PR #8354, opened 2024-06-05
reverted validatorIndexCache

rolfyone:
Reverted the changes to validatorIndexCache, we'll have to take a look again for full electra support.

Although the intent was to only index finalized validators, the result was to constantly be doing StateTransitions somehow to get indices, and the outcome was a serious slow down in the important state transitions that happen constantly, so as a starting point, this will put us back to releasable code that will be ok for Deneb.

Before reverting, it seemed to process 1 state transition every 20 seconds or so, and even just rebuilding a handful of states was taking 10 minutes or longer, which is not really going to work in production.

We'll also need to build out testing for this once we re-implement. Archive storage is already slow due to epoch processing, we can't afford to take this kind of increased performance hit.

I'm guessing the tracker may still be part of an eventual solution, haven't removed at this point but i've cleaned it out functionally... i probably need to clean that before any merge...

`BlockProcessorElectra` was changed to not use the cache to find validator index, as it's a simple operation, and it was causing problems.

## Documentation

## Changelog


ethereum/spec/src/main/java/tech/pegasys/teku/spec/logic/versions/electra/block/BlockProcessorElectra.java
```diff
@@ -522,7 +522,17 @@ protected void addValidatorToRegistry(
...
     state.getValidators().append(validator);
-    final int validatorIndex = validatorsUtil.getValidatorIndex(state, pubkey).orElseThrow();
+    int validatorIndex = -1;
+    for (int i = state.getValidators().size() - 1; i >= 0; i--) {
+      if (state.getValidators().get(i).getPublicKey().equals(pubkey)) {
+        validatorIndex = i;
+        break;
+      }
+    }
+    if (validatorIndex < 0) {
```
gfukushima, line 532:
```suggestion
    if (validatorIndex <= 0) {
```
I think this catches a very edge case scenario where pubKey wasn't in the validators set?

gfukushima (approved):
lgtm...with minor suggestion

ethereum/spec/src/main/java/tech/pegasys/teku/spec/logic/versions/electra/block/BlockProcessorElectra.java
rolfyone: zero is valid, this is referring back to the initialization of -1... in that case, we didnt find a validator so we'd throw `IllegalStateException`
┄┄┄┄┄┄┄┄┄┄┄┄┄┄┄┄┄┄┄┄
▶ _TASK PROMPT_: All of the data above needs to be written out again, exactly.

▶ _RESPONSE AREA_:
PR #8354, opened 2024-06-05
reverted validatorIndexCache

rolfyone:
Reverted the changes to validatorIndexCache, we'll have to take a look again for full electra support.

Although the intent was to only index finalized validators, the result was to constantly be doing StateTransitions somehow to get indices, and the outcome was a serious slow down in the important state transitions that happen constantly, so as a starting point, this will put us back to releasable code that will be ok for Deneb.

Before reverting, it seemed to process 1 state transition every 20 seconds or so, and even just rebuilding a handful of states was taking 10 minutes or longer, which is not really going to work in production.

We'll also need to build out testing for this once we re-implement. Archive storage is already slow due to epoch processing, we can't afford to take this kind of increased performance hit.

I'm guessing the tracker may still be part of an eventual solution, haven't removed at this point but i've cleaned it out functionally... i probably need to clean that before any merge...

`BlockProcessorElectra` was changed to not use the cache to find validator index, as it's a simple operation, and it was causing problems.

## Documentation

## Changelog


ethereum/spec/src/main/java/tech/pegasys/teku/spec/logic/versions/electra/block/BlockProcessorElectra.java
```diff
@@ -522,7 +522,17 @@ protected void addValidatorToRegistry(
...
     state.getValidators().append(validator);
-    final int validatorIndex = validatorsUtil.getValidatorIndex(state, pubkey).orElseThrow();
+    int validatorIndex = -1;
+    for (int i = state.getValidators().size() - 1; i >= 0; i--) {
+      if (state.getValidators().get(i).getPublicKey().equals(pubkey)) {
+        validatorIndex = i;
+        break;
+      }
+    }
+    if (validatorIndex < 0) {
```
gfukushima, line 532:
```suggestion
    if (validatorIndex <= 0) {
```
I think this catches a very edge case scenario where pubKey wasn't in the validators set?

gfukushima (approved):
lgtm...with minor suggestion

ethereum/spec/src/main/java/tech/pegasys/teku/spec/logic/versions/electra/block/BlockProcessorElectra.java
rolfyone: zero is valid, this is referring back to the initialization of -1... in that case, we didnt find a validator so we'd throw `IllegalStateException`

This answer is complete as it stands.